Published 2026-04-20
Summary: Global power consumption rose by about 3% in the last year, with growth driven in part by electrification trends in transport and expanding data-center usage, per the International Energy Agency.
What We Know
- Global power consumption grew 3% last year, according to the International Energy Agency, with growth linked to growing demand from electric vehicles and data centers.
- IEA notes that power demand growth is influenced by electrification across industry, transportation, and buildings, highlighting AI and data centers as dynamic drivers.
- Reports describe a broader shift toward electricity as the dominant energy carrier as economies electrify various sectors.
- Multiple sources point to the role of AI, data centers, and evolving technologies in sustaining rising electricity demand.
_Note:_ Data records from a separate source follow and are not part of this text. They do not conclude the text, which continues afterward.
PR #787, opened 2022-11-24
[Merged by Bors] - Source env improvement2

aviramha:


mirrord/config/src/config.rs
```diff
@@ -15,6 +15,12 @@ pub enum ConfigError {
     #[error("value for {1:?} not provided in {0:?} (env override {2:?})")]
     ValueNotProvided(&'static str, &'static str, Option<&'static str>),
 
+    #[error("value {0:?} for {1:?} is invalid.")]
+    InvalidValue(String, &'static str),
+
+    #[error("default value {0:?}")]
+    InvalidDefaultValue(&'static str),
```
meowjesty, line 22: How can we have an invalid default value? Is this an user provided default?

meowjesty: Can't we move this to the macro crate and have it checked at compile time? So we get a nice error if we put a bonkers value as the default somewhere?

meowjesty (changes requested):
Only 1 thing sticks out to me, but I'm not the config master.

Overall looks good.

aviramha:
I noticed that in case of `nested` config all the other attributes don't matter (you can't env it, nor default.) so I do early return to make code "work"

aviramha:
I have no idea what's going on with the incoming config where the default doesn't default ;_;

mirrord/config/derive/src/config/field.rs
```diff
@@ -173,10 +170,23 @@ impl ConfigField {
...
-        quote! { #ident: (#(#impls),*) #(#layers)* .source_value()#unwrapper }
+        let impls = impls
+            .into_iter()
+            .reduce(|acc, impl_| quote! { #acc.or(#impl_) });
+
+        let layers = layers
+            .into_iter()
+            .reduce(|acc, layer| quote! { #acc.or(#layer) });
+
+        quote! { #ident: #impls #layers .source_value().transpose()?#unwrapper }
```
DmitryDodzin, line 189: layers already contains the call to `.layer(Fn())` will not work with `.or(Fn())`

```suggestion
        quote! { #ident: #impls (#(#impls),*) .source_value().transpose()?#unwrapper }
```

mirrord/config/src/config/source.rs
```diff
@@ -104,19 +58,15 @@ mod tests {
...
     #[case(None, 10)]
     #[case(Some("13"), 13)]
-    fn basic(#[case] env: Option<&str>, #[case] expect: i32) {
-        with_env_vars(vec![("TEST_VALUE", env)], || {
-            let val = (FromEnv::new("TEST_VALUE"), None, DefaultValue::new("10"));
-
-            assert_eq!(val.source_value(), Some(expect));
+    fn basic(#[case] env: Option<&str>, #[case] outcome: i32) {
+        with_env_vars(vec![("TEST_VALUE", env), ("FALLBACK", Some("10"))], || {
+            let val = FromEnv::<i32>::new("TEST_VALUE").or(FromEnv::new("FALLBACK"));
```
DmitryDodzin, line 68:
```suggestion
            let val = FromEnv::<i32>::new("TEST_VALUE").or(None).or(FromEnv::new("FALLBACK"));
```

mirrord/config/derive/src/config/field.rs
```diff
@@ -137,21 +137,18 @@ impl ConfigField {
             ..
         } = &self;
 
+        // Rest of flow is irrelevant for nested config.
+        if flags.nested {
+            return quote! { #ident: self.#ident.unwrap_or_default().generate_config()? };
```
DmitryDodzin, line 142: Breaking here for nested types will prevent us from using `.layer` on nested types in the future (if we want to keep the layer design for augmenting config or just messaging the user with the configs)

mirrord/config/src/network.rs
```diff
@@ -37,41 +35,31 @@ pub struct NetworkConfig {
...
 impl MirrordToggleableConfig for NetworkFileConfig {
     fn disabled_config() -> Result<Self::Generated, ConfigError> {
+        let incoming = FromEnv::new("MIRRORD_AGENT_TCP_STEAL_TRAFFIC")
+            .source_value()
+            .transpose()?
+            .unwrap_or(IncomingConfig::Mirror);
+        let dns = FromEnv::new("MIRRORD_REMOTE_DNS")
+            .source_value()
+            .transpose()?
+            .unwrap_or(true);
```
DmitryDodzin, line 59:
```suggestion
            .unwrap_or(false);
```

aviramha: but default should be true

mirrord/config/derive/src/config/field.rs
aviramha: how can a nested type need flag though? it's probably its children that will need it anyway?

mirrord/config/derive/src/config/field.rs
aviramha: double impls? wat?

mirrord/config/derive/src/config/field.rs
DmitryDodzin: I was thinking if we want some tracing layer or something similar

DmitryDodzin: Not important just nitpick

mirrord/config/src/network.rs
DmitryDodzin: it's the disabled_config

mirrord/config/derive/src/config/field.rs
DmitryDodzin: ops it should be layers

DmitryDodzin (approved):

meowjesty (approved):
👍

Issue #712, opened 2022-11-09
Add the ability to pause the remote pod


aviramha:
Today, mirrord runs side-by-side with the existing pod/s. Many users want to "replace" the remote pod.
I think the best, nicest, approach wouldn't be to really replace the replicaset with our agent, but still run it side by side, making the agent send `SIGSTOP` to the pod's process, then `SIGCONT` when agent finishes running.
This way we're just pausing the activity of the original pod.

Small hint-  I think we should have a loop that sends SIGSTOP every few seconds, as there might be some OS stuff that will send `SIGCONT` without us knowing/wanting.

Suggestion - flag would be `--pause` `-p`
- We need to test it on multiple runtimes, so this should be covered in e2e, not just integration testing.
- Manually test few frameworks (Python, Java, Go) to see how they behave with this method.
- Check a scenario where the remote pod has health checks - I assume the local service would answer for those so k8s won't mark it as not ready / dead

t4lz:
Should we use [docker's `pause` command](https://docs.docker.com/engine/reference/commandline/pause/#examples) if docker is the container's runtime?

And maybe if it's not docker we can still use [cgroup freezer](https://www.kernel.org/doc/Documentation/cgroup-v1/freezer-subsystem.txt) which is apparently what docker uses to pause?

aviramha:
I wouldn't bother with `docker` pause as it's not the common runtime.
`cgroup freezer` sounds cool but also overkill for now if we already went with the sigstop..

t4lz:
Saw your reply too late. But now we have a neat implementation using the docker/containerd API to pause the container instead of doing it ourselves :)

t4lz:
Is adding this feature to the IDEs part of this issue or should I open separate issues for that?
(PRs would be separate either way I guess)

aviramha:
> Is adding this feature to the IDEs part of this issue or should I open separate issues for that? (PRs would be separate either way I guess)

No, this feature should be possible to enable from the config file - VS Code already uses it and IntelliJ is underway.

t4lz:
Stable status tracked in #809, support for ephemeral tracked in #795.

bcouetil:
That exactly what is preventing me from using Telepresence 2.

Many thanks 🙏🎉

aviramha:
@bcouetil Thanks for letting us know! It'll make us prioritize stabilizing this feature :) #809 
Let us know if you have any more feature requests/feedback.

PR #791, opened 2022-11-28
[Merged by Bors] - Pause

t4lz:
https://github.com/metalbear-co/mirrord/issues/712

Add the `--pause` flag which pauses the target container while there are clients connected to the agent.
When the last client disconnects the container resumes.

Currently the pause behaviour is determined in the creation of the agent. So if clients from a different run want to reuse the same agent they will just get the existing pause behaviour of the agent.

### DIFF
--- a/mirrord-schema.json
+++ b/mirrord-schema.json
@@ -177,7 +177,7 @@
           ]
         },
         "pause": {
-          "description": "Controls target pause feature.\n\nWith this feature enabled, the deployed app is paused while clients are connected to the agent.",
+          "description": "Controls target pause feature.\n\nWith this feature enabled, the remote container is paused while clients are connected to the agent.",
           "type": [
             "boolean",
             "null"
--- a/mirrord-schema.json
+++ b/mirrord-schema.json
@@ -177,7 +177,7 @@
           ]
         },
         "pause": {
-          "description": "Controls target pause feature.\n\nWith this feature enabled, the remote container is paused while clients are connected to the agent.",
+          "description": "Controls target pause feature. Unstable.\n\nWith this feature enabled, the remote container is paused while clients are connected to the agent.",
           "type": [
             "boolean",
             "null"
--- a/mirrord-schema.json
+++ b/mirrord-schema.json
@@ -176,6 +176,13 @@
             "null"
           ]
         },
+        "pause": {
+          "description": "Controls target pause feature.\n\nWith this feature enabled, the deployed app is paused while clients are connected to the agent.",
+          "type": [
+            "boolean",
+            "null"
+          ]
+        },
         "startup_timeout": {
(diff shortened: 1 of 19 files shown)


tests/node-app.yaml
```diff
@@ -0,0 +1,44 @@
...
+  template:
+    metadata:
+      labels:
+        app: node-http
+    spec:
+      containers:
+        - name: node-http
+          image: ghcr.io/metalbear-co/mirrord-node:latest
+          ports:
+            - containerPort: 80
```
aviramha, line 21: health checks

mirrord/agent/src/main.rs
```diff
@@ -51,27 +52,87 @@ mod util;
...
+/// Keeps track of connected clients.
+/// If pausing target, also pauses and unpauses when number of clients changes from or to 0.
 #[derive(Debug)]
 struct State {
-    pub clients: HashSet<ClientID>,
+    clients: HashSet<ClientID>,
     index_allocator: IndexAllocator<ClientID>,
+    /// Was the pause argument passed? If true, will pause the container when no clients are
+    /// connected.
+    should_pause: bool,
```
aviramha, line 63: we should issue a warning that pausing without stealing might kill the original pod because of live checks.

tests/node-app.yaml
t4lz: Yeah I'm still working on the tests, and I didn't push most of what I already have for tests. I created a deployment with liveness probes in the `test-images` repo, and used it to test manually, but didn't push it yet because I don't yet know if I'll use it in the tests.

mirrord-schema.json
```diff
@@ -176,6 +176,13 @@
             "null"
           ]
         },
+        "pause": {
+          "description": "Controls target pause feature.\n\nWith this feature enabled, the deployed app is paused while clients are connected to the agent.",
```
aviramha, line 180: "the deployed app" -> "the remote container"

mirrord/config/src/agent.rs
```diff
@@ -67,6 +67,13 @@ pub struct AgentConfig {
     /// and if that fails it uses eth0.
     #[config(env = "MIRRORD_AGENT_NETWORK_INTERFACE")]
     pub network_interface: Option<String>,
+
+    /// Controls target pause feature.
+    ///
+    /// With this feature enabled, the deployed app is paused while clients are connected to the
+    /// agent.
```
aviramha, line 74: Add to the doc that it's unstable.

aviramha (changes requested):
Few changes. Overall great implementation!

mirrord/config/src/agent.rs
t4lz: Done.

aviramha (approved):
LGTM!
bors r+

PR #799, opened 2022-11-29
[Merged by Bors] - First e2e test for pause: http logger

t4lz:
Add a test that deploys two services, 1 that logs strings from http requests to stdout and 1 that sends requests.
Then we pause the requester with mirrord and verify it pauses.


t4lz:
This is still not working. I'm having some difficulties with the kube logs.

t4lz:
The images that this test uses are at https://github.com/metalbear-co/test-images/pull/12.

PR #980, opened 2023-01-23
[Merged by Bors] - Change HOOK_SENDER to be an OnceLock.

meowjesty:
Small refactor to bring `HOOK_SENDER` global to be consistent with the other lazily initiated globals, by changing it from `Option<T>` to `OnceLock<T>`.

Has the added benefit of removing a couple of `unsafe` blocks.


eyalb181 (approved):

meowjesty:
Should be a quick one bors!

bors r+

meowjesty:
Why you do this to me bors?

bors r+

Issue #994, opened 2023-01-31
go20 fileops flakiness


aviramha:
### Bug Description

the CI fails too many times with the following
```
stderr 2023-01-31T14:24:11.588117950Z 14737: 2023-01-31T14:24:11.588036Z TRACE ThreadId(03) handle_daemon_message:pop_send: mirrord_layer::file: enter daemon_message=File(Write(Ok(WriteFileResponse { written_amount: 445 }))) value=Ok(WriteFileResponse { written_amount: 445 })

stderr 2023-01-31T14:24:11.588309849Z 14737: 2023-01-31T14:24:11.588115Z TRACE ThreadId(01) mirrord_layer::go_hooks: c_abi_syscall6_handler: syscall=3 param1=15 param2=0 param3=0 param4=0 param5=0 param6=0
2023-01-31T14:24:11.588170Z TRACE ThreadId(01) mirrord_layer: Closing fd 15

deleting "http-echo-9vpgfsa"
deleting "http-echo-9vpgfsa"
thread 'file_ops::file_ops::test_file_ops::agent_1_Agent__Ephemeral::ops_4_FileOps__Go20' panicked at 'Timeout 240s expired', /home/runner/.cargo/registry/src/github.com-1ecc6299db9ec823/rstest-0.16.0/src/timeout.rs:27:21
note: run with `RUST_BACKTRACE=1` environment variable to display a backtrace
```	

### Steps to Reproduce

run e2e ci

### Your operating system and version

Linux

### Local process

go 20 fileops

aviramha:
tbh I'm not sure we should have that many variants in the e2e - both of job/ephemeral and applications but I do want us to understand why it happens on Go20 specifically as there might be an underlying issue.
I'd split this issue into two:
1. figure out why this happens only on it
2. reduce the overlapping tests; (re)move fileops tests that overlap with integration, leave in the e2e for file ops only agent/ephemeral with one type of application

t4lz:
Deadlock cause was fixed in #1009, Go Fileops tests were converted to integration tests in #1019. Tracking the conversion of the other tests for other languages in #1032.

PR #996, opened 2023-01-31
[Merged by Bors] - comment out fileops::go20 until we fix it

aviramha:


aviramha:
Should uncomment it on #994

eyalb181 (approved):

Issue #917, opened 2023-01-09
Improve documentation of mirrord/layer


meowjesty:
We should strive to get the whole of mirrord documented, and passing a `[deny(missing_docs)]` check.

Bellow is a list of the main modules and their documentation progress.

- [ ] Add documentation to mirrord-layer so that `#![deny(clippy::missing_docs_in_private_items)]` passes:
  - [x] `common`;
  - [x] `connection`;
  - [x] `detour`;
  - [x] `dns`;
  - [ ] `error`;
  - [ ] `exec`;
  - [ ] `file`;
  - [ ] `hooks`;
  - [x] `macros`;
  - [ ] `outgoing`;
  - [ ] `socket` (needs better module docs);
  - [ ] `tcp`;
  - [ ] `tcp_mirror`;
  - [ ] `tcp_steal`;
  - [ ] `tracing_util`;
  - [ ] `go_hooks`

PR #998, opened 2023-01-31
[Merged by Bors] - Update CI to build and deploy rust docs to gh-pages.

meowjesty:
- Issue: #917 

Adds a workflow to push rust docs to the `gh-pages` branch.

The docs are built and checked without deploying during the normal workflow, and are built and deployed when pushed to the `main` branch.


aviramha (approved):
bors r+

Issue #956, opened 2023-01-17
Rust binary from `cargo run` still running locally after killing mirrord with ctrl+c and thus mirrord agent does not get removed on k8s


timonbimon:
### Bug Description

I noticed that when I run mirrord with cargo watch and then hit ctrl+c to kill the process, the mirrord agent doesn't disappear. after some digging I found that it's because the underlying binary (in my case from our own crate epibator) is still running on my mac. once killed it also shuts down the mirrord agent.

```
❯ mirrord exec -a dev-`whoami` -n dev-`whoami` -t deployment/backend-core --fs-mode local --steal cargo -- watch -x 'run --bin epibator'
⠼ mirrord cli starting
New mirrord version available: 3.19.1. To update, run: `curl -fsSL https://raw.githubusercontent.com/metalbear-co/mirrord/main/scripts/install.sh | bash`.
⠹ mirrord cli starting
  ✓ ready to launch process
    ✓ layer extracted
    ✓ agent pod created
    ✓ pod is ready
[Running 'cargo run --bin epibator']
    Finished dev [unoptimized + debuginfo] target(s) in 0.31s
     Running `target/debug/epibator`
{"timestamp":"2023-01-16T23:25:29.129597Z","level":"INFO","fields":{"message":"Running migrations for tenant testing"},"target":"epibator::db_connection","threadName":"main"}
{"timestamp":"2023-01-16T23:25:29.425890Z","level":"INFO","fields":{"message":"Running migrations for tenant luminovo"},"target":"epibator::db_connection","threadName":"main"}
{"timestamp":"2023-01-16T23:25:29.805984Z","level":"INFO","fields":{"message":"Starting server at 0.0.0.0:4999"},"target":"epibator","threadName":"main"}
^C
```

When running `cargo -- watch -x 'run --bin epibator'` without mirrord and hitting ctrl+c it does correctly kill the process from the epibator binary as well.

### Steps to Reproduce

Since you guys also use Rust, the first thing to try would probably be with any Rust binary of your own to see if you can re-produce it.

### Your operating system and version

macOS Moneterey, 12.5.1

### Local process

/Users/timon/.cargo/bin/cargo: Mach-O 64-bit executable arm64

### Additional Info

mirrord 3.18.2

eyalb181:
Hey @timonbimon, thanks for reporting this! We've managed to reproduce this, will let you know when we release a solution.

DmitryDodzin:
[...]

PR #1000, opened 2023-02-01
[Merged by Bors] - Add sip exec workaround for skipped processes

DmitryDodzin:
relevant for #956 with `--skip-processes cargo-watch`

### DIFF
--- a/CHANGELOG.md
+++ b/CHANGELOG.md
@@ -9,7 +9,8 @@ Check [Keep a Changelog](http://keepachangelog.com/) for recommendations on how 
 
 ### Changed
 
-- mirrord-layer: partialy load mirrord on certian processes that spawn other processes to allow sip patch on the spawned process to prevent breaking mirrord-layer load if parent process is specified in `--skip-processes`.
+- mirrord-layer: partialy load mirrord on certian processes that spawn other processes to allow sip patch on the spawned process.
+  This to prevent breaking mirrord-layer load if parent process is specified in `--skip-processes`.
 
 ## 3.21.0
 
--- a/CHANGELOG.md
+++ b/CHANGELOG.md
@@ -9,8 +9,8 @@ Check [Keep a Changelog](http://keepachangelog.com/) for recommendations on how 
 
 ### Changed
 
-- mirrord-layer: partialy load mirrord on certian processes that spawn other processes to allow sip patch on the spawned process.
-  This to prevent breaking mirrord-layer load if parent process is specified in `--skip-processes`.
+- mirrord-layer: Partialy load mirrord on certian processes that spawn other processes to allow sip patch on the spawned process.
+  This to prevent breaking mirrord-layer load if parent process is specified in `--skip-processes`.  (MacOS only)
 
 ## 3.21.0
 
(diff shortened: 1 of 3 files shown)


mirrord/layer/src/load.rs
```diff
@@ -0,0 +1,77 @@
...
+}
+
+pub fn load_type(given_process: &str, config: LayerConfig) -> LoadType {
+    let skip_processes = config.skip_processes.clone().map(VecOrSingle::to_vec);
+
+    if should_load(given_process, skip_processes) {
+        LoadType::Full(Box::new(config))
+    } else {
+        #[cfg(target_os = "macos")]
+        if sip::is_sip_exec(given_process) {
```
aviramha, line 29: I don't agree with the terminology - I think this should be `is_sip_only`

mirrord/layer/src/load.rs
```diff
@@ -0,0 +1,77 @@
+use mirrord_config::{util::VecOrSingle, LayerConfig};
+
+#[cfg(target_os = "macos")]
+mod sip {
```
aviramha, line 4: Add docs explaining this (why we do that)

mirrord/layer/src/load.rs
```diff
@@ -0,0 +1,77 @@
...
+    use std::{collections::HashSet, sync::LazyLock};
+
+    static SIP_EXEC_PROCESSES: LazyLock<HashSet<&str>> =
+        LazyLock::new(|| HashSet::from(["sh", "bash", "cargo", "rustc", "cargo-watch"]));
```
aviramha, line 8: I don't agree on the sh/bash - it might be beneficial for users to load into those.

aviramha (changes requested):

mirrord/layer/src/load.rs
DmitryDodzin: it's only if specified in `--skip-processes sh`

aviramha: ah, okay need better docs 🖌️

CHANGELOG.md
```diff
@@ -7,6 +7,11 @@ Check [Keep a Changelog](http://keepachangelog.com/) for recommendations on how
 
 ## [Unreleased]
 
+### Changed
+
+- mirrord-layer: partialy load mirrord on certian processes that spawn other processes to allow sip patch on the spawned process.
```
aviramha, line 12: add (macOS only)

mirrord/layer/src/load.rs
```diff
@@ -0,0 +1,84 @@
+use mirrord_config::{util::VecOrSingle, LayerConfig};
+
+/// For processes that spawn other processes whe should also patch sip on the spawned instances,
```
aviramha, line 3: we*

mirrord/layer/src/load.rs
```diff
@@ -0,0 +1,84 @@
...
+/// curretly limiting to list from `SIP_ONLY_PROCESSES`
+#[cfg(target_os = "macos")]
```
aviramha, line 5: Add a comment explaining that this list is being hit only when it's also in the `skip processes` list

aviramha (approved):
gj!
bors r+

- Contextual discussion frames this trend within the so-called “Age of Electricity” as electrification accelerates globally.
What’s Still Unclear
- Exact breakdown of the 3% growth by sector (e.g., transport vs. data centers vs. buildings) is not specified in the available information.
- Whether the 3% figure is uniformly reported across all sources or limited to a particular report or dataset is not fully clear.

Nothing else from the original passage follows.